09dieselguy;1531485 said:


> I drive a lmm. Tuned and deleted. I pull 22-23 on the high way driven nicely, now I'd I then efilive up I will drop it down a few mpg. I don't beleive that these guys with the newer trucks are getting that good of mileage with the dpf still on there. Before I deleted my truck I was getting terrible mileage around town and on the road. Plus that huge ass ugly tip didn't help **** and looked like hell on my black truck.

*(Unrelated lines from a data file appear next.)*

PR #1144, opened 2019-05-04
added message when key_on not found in geojson

evwhiz:
This address #918 and raises a TypeError "key_on value not found in geojson" when key_on is given, but not found in the geojson file.

### DIFF
--- a/folium/features.py
+++ b/folium/features.py
@@ -1110,8 +1110,7 @@ class Choropleth(FeatureGroup):
             def color_scale_fun(x):
                 key_of_x = get_by_key(x, key_on)
                 if not key_of_x:
-                    if len(key_on) > 0:
-                        raise("key_on value not found in geojson")
+                    raise ValueError("key_on `{!r}` not found in GeoJSON.".format(key_on))
 
                 if key_of_x not in color_data.keys():
                     return nan_fill_color, nan_fill_opacity
--- a/folium/features.py
+++ b/folium/features.py
@@ -1109,6 +1109,9 @@ class Choropleth(FeatureGroup):
 
             def color_scale_fun(x):
                 key_of_x = get_by_key(x, key_on)
+                if not key_of_x:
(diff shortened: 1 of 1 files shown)


ocefpaf:
@evwhiz this looks good. Thanks! I'll leave this for @Conengmo to take a look at but I'm planning on merging it during the rest of the sprints.

folium/features.py
```diff
@@ -1095,6 +1095,9 @@ def get_by_key(obj, key):
 
             def color_scale_fun(x):
                 key_of_x = get_by_key(x, key_on)
+                if not key_of_x:
```
Conengmo: You can combine these two lines into one line: `if not a and b > 0:`

folium/features.py
```diff
@@ -1095,6 +1095,9 @@ def get_by_key(obj, key):
...
+                    if len(key_on) > 0:
```
Conengmo: In what case will `key_on` be an empty string? And why don't we want to raise an error in that case? If `key_on` is indeed an empty string it will still fail, so good to raise an error I would say.

folium/features.py
```diff
@@ -1095,6 +1095,9 @@ def get_by_key(obj, key):
...
+                        raise("key_on value not found in geojson")
```
Conengmo: I don't know if this is the right syntax.  I would suggest to raise it with `raise ValueError('my message')`. A value error, because the type of `key_on` is right (it's a string), but its value is wrong.

Conengmo: Would be really helpful if we could include some information in the error message on what's wrong with the data. You could for example show the `key_on` value in the error message. Something like `'wrong value: {}'.format(value)`.

ocefpaf:
@Conengmo can you take a second look at this?

ocefpaf:
Thanks @evwhiz! Sorry it took me a while to get back to this.

PR #1151, opened 2019-05-14
Minicharts example using matplotlib

OneAdder:
This is an example of using `matplotlib` to draw small charts and binding them to markers as `html`.


ocefpaf:
Thanks @OneAdder!

PR #1153, opened 2019-05-17
Improve our quickstat docs

### LINKED ISSUE #1145: Feedback for Tutorial
Things to be Added to `folium` quickstart/tutorial:

- Seems like you need to get the location data from somewhere other than the map that is on the screen zoomed in.  Is this true?  If so, it might be helpful to give instructions on how to get the data from Google maps.

- It looks like all the iterations could be done within the initial cell to end with a final product.  It seems it could be helpful to explain the process of inserting a cell below to create separate examples that follow along with the tutorial.

- Click Control-Enter (after the m instance) is also something that I needed to know to have my map appear.

- Some exercises that may help a newbie:
  - How to change the image with the different types of maps available - seems there are different kinds available in folium
  - You wrote "The default tiles are set to OpenStreetMap, but Stamen Terrain, Stamen Toner, Mapbox Bright*, and Mapbox Control Room, and many others tiles are built in."
  - No image showed for Mapbox Bright - (turns out not all levels available)
  - No image showed for Mapbox Control Room
  - How to zoom in on the image with the different numbers.  For me, 16 was a better zoom that we had discovered during the Education Summit.  I tried it and my maps are zoomed in appropriately.  This may be obvious to a more experienced user or discovered by simply thinking about the zoom level command.
  - What colors are available for the list of markers and what other icons are available to put within the icon such as cloud and info sign?

ocefpaf:
Fixes #1145


ocefpaf:
Minor docs fixes. Self-merging this one.

PR #1155, opened 2019-05-25
Fix geojson identifier

### LINKED ISSUE #1154: GeoJSON feature ID creator fails when properties contain list/dict
This code throws a `TypeError`:
(**edit**: add geometry type to feature)
```python
import folium
json = {
    "type": "FeatureCollection",
    "features": [
        {
            "bbox": [
                8.546326,
                47.417879,
                8.548813,
                47.420362
            ],
            "type": "Feature",
            "properties": {
                "summary": {
                    "distance": 343.2,
                    "duration": 50.5
                },
                "way_points": [
                    0,
                    15
                ]
            },
            "geometry": {
                "coordinates": [
                    [
                        8.548813,
                        47.420362
                    ],
                    [
                        8.548795,
                        47.420345
                    ],
                    [
                        8.548621,
                        47.420167
                    ]
                ],
                "type": "LineString"
            }
        }
    ]
}

m = folium.Map(location=[47.417879, 8.546326], zoom_start=13)

folium.features.GeoJson(json, style_function=lambda x: {'opacity': 1.0}).add_to(m)
m
```
#### Problem description
If a `style_function` is passed, `folium` tries to find an ID for the GeoJSON features. When no `id` field is present (not required in GeoJSONs AFAIK), it will try to pick a field from properties by checking if the values of the property fields are unique. However, the current implementation with `set` to check uniqueness fails when the property field values are `dict`s or `list`s.

#### Quick Fix
It works with a try/except around the [the appropriate lines](https://github.com/python-visualization/folium/blob/5d14833595718acad49d45e0a30fb4225e3f9c56/folium/features.py#L531):
```python
try:
    if len(set(feat['properties'][key] for feat in features)) == n:
        return 'feature.properties.{}'.format(key)
except TypeError:
    continue
```
I'd be happy with this if was my library, as far as I can see nothing else could raise a `TypeError` here. What do you think?

#### Output of ``0.9.0 ``
```
    530         for key in feature.get('properties', []):
    531             # try:
--> 532             if len(set(feat['properties'][key] for feat in features)) == n:
    533                 return 'feature.properties.{}'.format(key)
    534             # except TypeError:

TypeError: unhashable type: 'dict'
```

Conengmo:
For styling and highlights we need a unique field on each geojson feature. This functionality was broken for geojson data with certain properties layouts. This change makes the functionality work for all properties allowed by the geojson spec.

Add a utility function to do a dynamic key lookup in a dictionary.

Add test cases for all changes.

Closes #1154.

### DIFF
--- a/folium/features.py
+++ b/folium/features.py
@@ -25,7 +25,6 @@ from folium.utilities import (
     none_min,
     get_obj_in_upper_tree,
     parse_options,
-    dict_get,
 )
 from folium.vector_layers import PolyLine, path_options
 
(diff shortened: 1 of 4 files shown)


Conengmo:
This part of the code is becoming a bit extensive, I'm doubtful if it's worth it.

We could instead decide not to support using properties as feature identifiers. That way, a feature either needs to have an id or data should be embedded.

Alternatively there are two other changes possible:
- don't require a feature identifier if the style function applies to all features equally.
- translate the style function to a Javascript function, so no other feature identifier is needed.

ocefpaf:
> This part of the code is becoming a bit extensive, I'm doubtful if it's worth it.

Probably not but I'll leave the call to you b/c you will be here longer than me :smile: 

> We could instead decide not to support using properties as feature identifiers. That way, a feature either needs to have an id or data should be embedded so we can add an id.

I'm OK with that.

> Alternatively there are two other changes possible:
> 
> * don't require a feature identifier if the style function applies to all features equally.
> * translate the style function to a Javascript function, so no other feature identifier is needed.

I'm not sure I like either of these but again, it is you call.

Conengmo:
I simplified it to the following cases:

- Each feature has a unique id.
- Each feature has a properties dict with a unique string or int value.

I think these two cases are well defined, so they're easy to test. I added multiple tests, mainly to verify we recover from getting faulty data.

PR #1156, opened 2019-05-25
Fix DualMap plugin layer control

Conengmo:
The layer control on the DualMap plugin doesn't get copied properly. To fix this, reset it on the second map at render time.

There's some other weird thing with the base layers in the layer control, but that hasn't to do with our code but with the underlying JS plugin.


ocefpaf:
Do you want to add something more or is this one good to go?

Conengmo:
Thanks for checking. I think this is good to go. It's not perfect but it get's the job done.

PR #1158, opened 2019-05-26
Fix stale bit.ly link

ocefpaf:
We were downloading an old version of `miniconda` and wasting CI time updating packages later.


Conengmo:
Good catch!

PR #1169, opened 2019-06-22
Explicit `key_of_x` check

### LINKED ISSUE #1168: ValueError raised when `key_of_x` = 0
This line:
https://github.com/python-visualization/folium/blob/f05f3ce9b3d71f87a0738f3c8c1236b933e497a9/folium/features.py#L1112
Provokes this `ValueError` to be raised, not only when `key_of_x` is `None` but also when `key_of_x == 0` (which I think is a perfectly valid value for a key):
https://github.com/python-visualization/folium/blob/f05f3ce9b3d71f87a0738f3c8c1236b933e497a9/folium/features.py#L1113
Shouldn't this line be `if key_of_x is None:`?

LeandroOrdonez:
An explicit check for None (`key_of_x == None`) in the `color_scale_fun(x)` method from class `folium.features.Choropleth` has been added, along with the corresponding (provisional?) test.

Closes #1168


tests/test_folium.py
```diff
@@ -230,6 +230,29 @@ def test_choropleth_features(self):
...
+        """
+        with open(os.path.join(rootpath, 'geo_grid.json')) as f:
+            geo_data = json.load(f)
+        data = pd.DataFrame({'idx': {'0': 0, '1': 1, '2': 2, '3': 3, '4': 4, '5': 5},
+                             'value': {'0': 78.0, '1': 39.0, '2': 0.0, '3': 81.0, '4': 42.0, '5': 68.0}})
+        fill_color = 'BuPu'
+        columns = ['idx', 'value']
+        key_on = 'feature.properties.idx'
+
+        try:
```
Conengmo: This test is good and indeed fails without the change `Choropleth` class you made.

I do think it's better to remove the try/except. It doesn't add anything. If you want to make it explicit that we expect the call to `Choropleth` NOT to raise an exception, you could do something like [this](https://stackoverflow.com/a/20275035), but IMO it's not necessary.

LeandroOrdonez: It's done @Conengmo! :) I removed the try/except block since, as you said, it doesn't add anything.

Conengmo:
Thanks @LeandroOrdonez for your contribution!

LeandroOrdonez:
Happy to help @Conengmo! :)

PR #2013, opened 2024-10-21
Py313

ocefpaf:
We don't need `twine` in the `requirements-dev.txt` filem in fact, if we move to more pre-commits checks, we can remove even more dependencies listed in that file. I also removed the experimental tests, we no longer need them.

This PR should pass in a few hours as soon as jenkspy is available in the conda-forge channel.

xref.: https://github.com/conda-forge/jenkspy-feedstock/pull/31


Conengmo (approved):
Great!

PR #2018, opened 2024-10-23
Fix docs versioning relating to "v" prefix

Conengmo:
Some more tweaks to our docs versioning and the version switcher. Main issue is a mismatch in how the version is put into a string: whether a "v" prefix is included or not. In the git tag we include a "v" prefix, but in `folium.__version__` we don't have that prefix.

In the new situation:
- the git tag will include a `v` prefix
- the folder in `gh-pages` will include a `v` prefix
- all other places are without that prefix

This change is already live on the `gh-pages` branch, including the manually created docs for v0.18.0.

### DIFF
--- a/docs/_static/switcher.json
+++ b/docs/_static/switcher.json
@@ -4,9 +4,13 @@
     "url": "https://python-visualization.github.io/folium/dev/"
   },
   {
-    "name": "latest (0.17.0)",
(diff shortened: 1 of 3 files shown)


Conengmo:
Will self-merge this one since it's only about the documentation, and I tested this already.

PR #2023, opened 2024-11-03
Implement the `once` method on Evented.

hansthen:


folium/elements.py
```diff
@@ -107,19 +107,20 @@ class EventHandler(MacroElement):
...
+            {{ this._parent.get_name()}}.{{ this.method }}(
                 {{ this.event|tojson}},
                 {{ this.handler.js_code }}
             );
         {% endmacro %}
         """
     )
 
-    def __init__(self, event: str, handler: JsCode):
+    def __init__(self, event: str, handler: JsCode, once=False):
```
Conengmo, line 118:
```suggestion
    def __init__(self, event: str, handler: JsCode, once: bool = False):
```

folium/map.py
```diff
@@ -34,8 +34,14 @@ class Evented(MacroElement):
     """
 
     def on(self, **event_map: JsCode):
+        self._add(False, **event_map)
```
Conengmo, line 37: I think it's nicer to use keyword arguments when the value doesn't inform what argument it's applying to.

```suggestion
        self._add(once=False, **event_map)
```

folium/map.py
```diff
@@ -34,8 +34,14 @@ class Evented(MacroElement):
...
+
+    def once(self, **event_map: JsCode):
+        self._add(True, **event_map)
```
Conengmo, line 40:
```suggestion
        self._add(once=True, **event_map)
```

folium/map.py
```diff
@@ -34,8 +34,14 @@ class Evented(MacroElement):
...
+
+    def _add(self, once, **event_map: JsCode):
```
Conengmo, line 42:
```suggestion
    def _add(self, once: bool, **event_map: JsCode):
```

Conengmo (approved):
Looks good! I have basically two comments, one about adding type hints, the other is more of a style thing. But nothing functional, so I'll approve it now already.

hansthen:
> Looks good! I have basically two comments, one about adding type hints, the other is more of a style thing. But nothing functional, so I'll approve it now already.

Okay thanks for those.

PR #2029, opened 2024-11-08
Issue 1943 allow jscode in options

hansthen:
Boring but big. The leaflet class hierarchy allows all classes to have optional arguments. These optional arguments can contain JavaScript code or references to other Leaflet elements.

To support this in Folium I replaced (almost) all instances of `parse_options` in the constructors with `this.options | tojavascript` in the templates. I left the `parse_options` in case someone outside of Folium uses it.

### DIFF
--- a/folium/plugins/realtime.py
+++ b/folium/plugins/realtime.py
@@ -100,7 +100,7 @@ class Realtime(JSCSSMixin, FeatureGroup):
         update_feature: Union[JsCode, str, None] = None,
         remove_missing: bool = False,
         container: Optional[Union[FeatureGroup, GeoJson]] = None,
-        **kwargs,
+        **kwargs
     ):
         super().__init__()
         self._name = "Realtime"
--- a/folium/plugins/realtime.py
+++ b/folium/plugins/realtime.py
@@ -1,11 +1,10 @@
 from typing import Optional, Union
 
-from jinja2 import Template
-
 from folium.elements import JSCSSMixin
 from folium.features import GeoJson
 from folium.map import FeatureGroup
-from folium.utilities import JsCode, camelize, parse_options
+from folium.template import Template
+from folium.utilities import JsCode
 
 
 class Realtime(JSCSSMixin, FeatureGroup):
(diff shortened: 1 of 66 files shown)


folium/plugins/realtime.py
```diff
@@ -124,12 +113,6 @@ def __init__(
         if update_feature is not None:
             kwargs["update_feature"] = JsCode(update_feature)
         kwargs["remove_missing"] = remove_missing
+        kwargs["container"] = container
```
Conengmo, line 116:
```suggestion
        kwargs["container"] = JsCode(container.get_name())
```

You  made this class right, so you probably know better. But I think it needs the Javascript name as JS code.

folium/utilities.py
```diff
@@ -365,7 +365,8 @@ def temp_html_filepath(data: str) -> Iterator[str]:
         yield filepath
     finally:
         if os.path.isfile(filepath):
-            os.remove(filepath)
+            pass
+            # os.remove(filepath)
```
Conengmo, line 369: Guess this is an artefact from testing? Should be restored.

```suggestion
            os.remove(filepath)
```

tests/plugins/test_grouped_layer_control.py
```diff
@@ -34,10 +35,11 @@ def test_grouped_layer_control():
...
-            {{"exclusiveGroups": ["groups1"]}},
+            {{"exclusiveGroups": ["groups1",],}},
          ).addTo({m.get_name()});
          {fg2.get_name()}.remove();
     """
-        )
-        in out
     )
+    print(out)
+    print(expected)
```
Conengmo, line 44:
```suggestion
```

tests/plugins/test_marker_cluster.py
```diff
@@ -61,6 +61,8 @@ def test_marker_cluster():
         in out
     )  # noqa
 
+    print(out)
+    print(expected)
```
Conengmo, line 65:
```suggestion
```

tests/test_folium.py
```diff
@@ -464,28 +464,31 @@ def test_global_switches(self):
         m = folium.Map(prefer_canvas=True)
         out = m._parent.render()
         out_str = "".join(out.split())
-        assert "preferCanvas:true" in out_str
+        for line in out.split("\n"):
+            print(line)
+        print(out_str)
```
Conengmo, line 469:
```suggestion
```

tests/test_raster_layers.py
```diff
@@ -65,6 +65,7 @@ def test_wms():
     )
     w.add_to(m)
     html = m.get_root().render()
+    print(html)
```
Conengmo, line 68:
```suggestion
```

Conengmo (changes requested):
Boring but big 😄 Kudos for taking this on. It looks good! I have two small comments, plus some suggestions to remove added print statements from tests. Other than that looks good!

folium/plugins/realtime.py
hansthen: We test specifically for Branca `Element`s in `tojavascript` so it's not necessary. 
```     
elif isinstance(obj, Element):
        return obj.get_name()
```

Conengmo: Nice!

Conengmo (approved):
Let's go! 🚀

hansthen:
@Conengmo Perhaps you can also have a look at the `raster_layers.WmsTileLayer` class. I still use `{{ this.options|tojson }}` there because there is an option that should remain lowercase. The inconsistency bugs me (a bit). I could not think of a way to make it consistent. But perhaps you have suggestions on how we could use `tojavascript` here?

Conengmo:
Yes, I noticed that one as well. Can't think of a good, simple solution right now, so maybe what you did is best for now.

PR #2036, opened 2024-11-27
Add OverlappingMarkerSpiderfier to plugins table

Conengmo:
I was looking at the added documentation for the new OverlappingMarkerSpiderfier plugin and noticed it wasn't added to the table on the plugins page. See https://python-visualization.github.io/folium/dev/user_guide/plugins.html. Add it in this PR.

Perhaps the reason why it wasn't there is because the contributing guideline is not explicit enough on this topic. So update that guide as well.


Conengmo:
@swtormy do you maybe want to take a look, see if you agree with the line for your plugin, and if the updated guide is clear?

swtormy (approved):

Conengmo:
Thank you!

Issue #2047, opened 2024-12-12
Popup sticky stays True in version>=0.19.0


Itaxhix:
Not much to say here, 0.18.0 and 0.17.0 working just fine (for me)

Same thing happens when I jump in between versions in [official user guide](https://python-visualization.github.io/folium/dev/user_guide/ui_elements/popups.html)

Opened HTML in browser [tested in both chrome and firefox on two computers]

Starting to think that this is intended(?)

Conengmo:
Thanks for the bug report @Itaxhix, very useful! We'll get a fix out asap.

PR #2048, opened 2024-12-12
fix popup sticky options

Conengmo:
Fix https://github.com/python-visualization/folium/issues/2047

This is a similar issue to https://github.com/python-visualization/folium/issues/2043, happening after the v0.19.0 release, caused by changes in https://github.com/python-visualization/folium/pull/2029/.

Fix it by using proper boolean values for these options on Popup, not None values.

### DIFF
--- a/folium/map.py
+++ b/folium/map.py
@@ -483,8 +483,8 @@ class Popup(Element):
         self.lazy = lazy
         self.options = dict(
             max_width=max_width,
-            autoClose=False if show or sticky else None,
-            closeOnClick=False if sticky else None,
+            autoClose=not (show or sticky),
+            closeOnClick=not sticky,
             **kwargs,
         )
 
--- a/tests/test_map.py
+++ b/tests/test_map.py
@@ -134,7 +134,7 @@ def test_popup_show():
     rendered = popup._template.render(this=popup, kwargs={})
     expected = """
     var {popup_name} = L.popup({{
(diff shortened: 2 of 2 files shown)


Conengmo:
@hansthen I'm not sure if we're going the right way by addressing these individually. Looking at https://github.com/python-visualization/folium/pull/2029/files there are lots of places where `parse_options` was removed, but the default arguments are None, so we are adding null options that were not there before. That means potentially lots more issues like this one.

I think we should go with a simple solution for now, because we have a release out and I'd like to avoid people getting bit by this. Maybe either:
- remove None arguments in `tojavascript`
- revert https://github.com/python-visualization/folium/pull/2029/

For that first solution, do you reckon that will lead to issues? Is there a use for explicit null arguments in Leaflet?

hansthen:
I would prefer to leave `None` values in the `tojavascript` because `null` values are part of the json spec. My feeling is that `tojavascript` is more generic than the original `parse_options`, even though it largely serves the same function. Also, I can't exclude the possibility that Leaflet options can be validly `null`.

I am open to reverting #2029 for now and do a proper release later. However, I did make a simple fix that again removes `None` values from the `options`. You could have a look at that to see if you think it is a viable solution. I still have to fix four tests though.

Conengmo:
Close in favor of https://github.com/python-visualization/folium/pull/2049

PR #2049, opened 2024-12-12
Remove empty values from the options.

hansthen:
@Conengmo can you have a look at this? I still need to update four tests because we now remove the `None` values.

### DIFF
--- a/folium/plugins/semicircle.py
+++ b/folium/plugins/semicircle.py
@@ -1,6 +1,7 @@
 from folium.elements import JSCSSMixin
 from folium.map import Marker
 from folium.template import Template
+from folium.utilities import remove_empty
 from folium.vector_layers import path_options
 
 
@@ -80,6 +81,7 @@ class SemiCircle(JSCSSMixin, Marker):
                 stop_angle=stop_angle,
             )
         )
+        self.options = remove_empty(self.options)
 
         if not (
             (direction is None and arc is None)
--- a/folium/plugins/semicircle.py
+++ b/folium/plugins/semicircle.py
@@ -81,7 +81,7 @@ class SemiCircle(JSCSSMixin, Marker):
                 stop_angle=stop_angle,
             )
         )
-        self.options = remove_empty(self.options)
+        self.options = remove_empty(**self.options)
 
         if not (
             (direction is None and arc is None)
--- a/folium/features.py
+++ b/folium/features.py
@@ -31,6 +31,7 @@ from folium.utilities import (
     javascript_identifier_path_to_array_notation,
     none_max,
     none_min,
+    remove_empty,
     validate_locations,
 )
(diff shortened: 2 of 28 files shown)


Conengmo:
Yes this makes a lot of sense. I also think this is the way to go for this. I assume you put the new function in all places that used to haven parse options?

I’ll do a full review tomorrow morning, just wanted to say I think this is a good approach.

Conengmo (changes requested):
Great work! Good approach and very thorough. I tried finding instances where we had `parse_options` before and are not adding `remove_empty` now, to see if there's a potential issue. Found only one possible mark:

- I think you missed adding `remove_empty` in `plugins/semicircle.py`. That used to have a `parse_options` call and it seems to have values that are None.

After we get this merged, I'll go ahead and make a v0.19.2 release.

hansthen:
> Great work! Good approach and very thorough. I tried finding instances where we had `parse_options` before #2029 and are not adding `remove_empty` now, to see if there's a potential issue. Found only one possible mark:
> 
> * I think you missed adding `remove_empty` in `plugins/semicircle.py`. That used to have a `parse_options` call and it seems to have values that are None.
> 
> After we get this merged, I'll go ahead and make a v0.19.2 release.

Thanks for the compliments. I felt a tad guilty for breaking the release :-(.

folium/plugins/semicircle.py
```diff
@@ -80,6 +81,7 @@ def __init__(
                 stop_angle=stop_angle,
             )
         )
+        self.options = remove_empty(self.options)
```
Conengmo, line 84:
```suggestion
        self.options = remove_empty(**self.options)
```

Conengmo (approved):
> I felt a tad guilty for breaking the release :-(.

No worries, those things happen :) I developed a bit of a paranoia about big changes for this reason. But I don't want development to stop because something could go wrong!

That said, a more complete test suite would help here. But doing integration tests in Selenium is much work and quite fragile. Maybe something to think about how we could set that up properly.

Conengmo:
@hansthen do you want to take a final look and merge? If you can't get to it today, I'll merge this one in a bit. I'll make a release afterwards.

hansthen:
> > I felt a tad guilty for breaking the release :-(.
> 
> No worries, those things happen :) I developed a bit of a paranoia about big changes for this reason. But I don't want development to stop because something could go wrong!
> 
> That said, a more complete test suite would help here. But doing integration tests in Selenium is much work and quite fragile. Maybe something to think about how we could set that up properly.

`streamlit-folium` uses `playwright`. I found it quite intuitive. It has a recording mode and a visual playback mode, which makes it easy to debug failing tests. It is not perfect, I found that tests can break randomly due to changes in underlying components, but rather easy to fix.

Believe it, My 2011 lml has no problem pulling 20+ mpg. I drive over 600 miles a week and only have to fill up once. This truck gets as good of mileage or better then my old efi tuned lly. Best mileage I haveever gotten with the lml is 24 mpg while running and average of 65 mph this past summer on a road trip. these numbers are hand calculated, but the DIC is dead on in my truck.


----------



## gassux (May 30, 2010)

I have an 07 LBZ, I get 17 all around w/ 33's. The engine and tranny are great but the body sux. I tell everyone it is a gold nugget surrounded by dog sh$t


----------



## jmac5058 (Sep 28, 2009)

When its time to sell or trade a diesel retains much more value than a gasser , you need to calculate that when figuring cost of ownership. The biggest diffrence between a LMM and a LML in stock form is the way they go into regen , a LML has a 9th injector at the DPF to burn soot . A LMM has all the injectors fire on the exhaust stroke letting extra fuel find its way to the DPF to burn , this causes fuel to find its way to the crankase diluting motor oil with fuel oil , not good. Any cop with a clue can see an aftermarket exhaust system from a mile away , dont remove the trumpet for looks that the most foolish thing you can do , your breaking federal law by tampering with them and the feds are coming down bigtime on that.


----------



## gmcsnowboss (Dec 11, 2011)

08 lmm and lucky to get 15mpg stock. I purchased for power and longevity 175k and counting


----------



## Earthscapes (Feb 2, 2001)

jmac5058;1532481 said:


> When its time to sell or trade a diesel retains much more value than a gasser , you need to calculate that when figuring cost of ownership. The biggest diffrence between a LMM and a LML in stock form is the way they go into regen , a LML has a 9th injector at the DPF to burn soot . A LMM has all the injectors fire on the exhaust stroke letting extra fuel find its way to the DPF to burn , this causes fuel to find its way to the crankase diluting motor oil with fuel oil , not good. Any cop with a clue can see an aftermarket exhaust system from a mile away , dont remove the trumpet for looks that the most foolish thing you can do , your breaking federal law by tampering with them and the feds are coming down bigtime on that.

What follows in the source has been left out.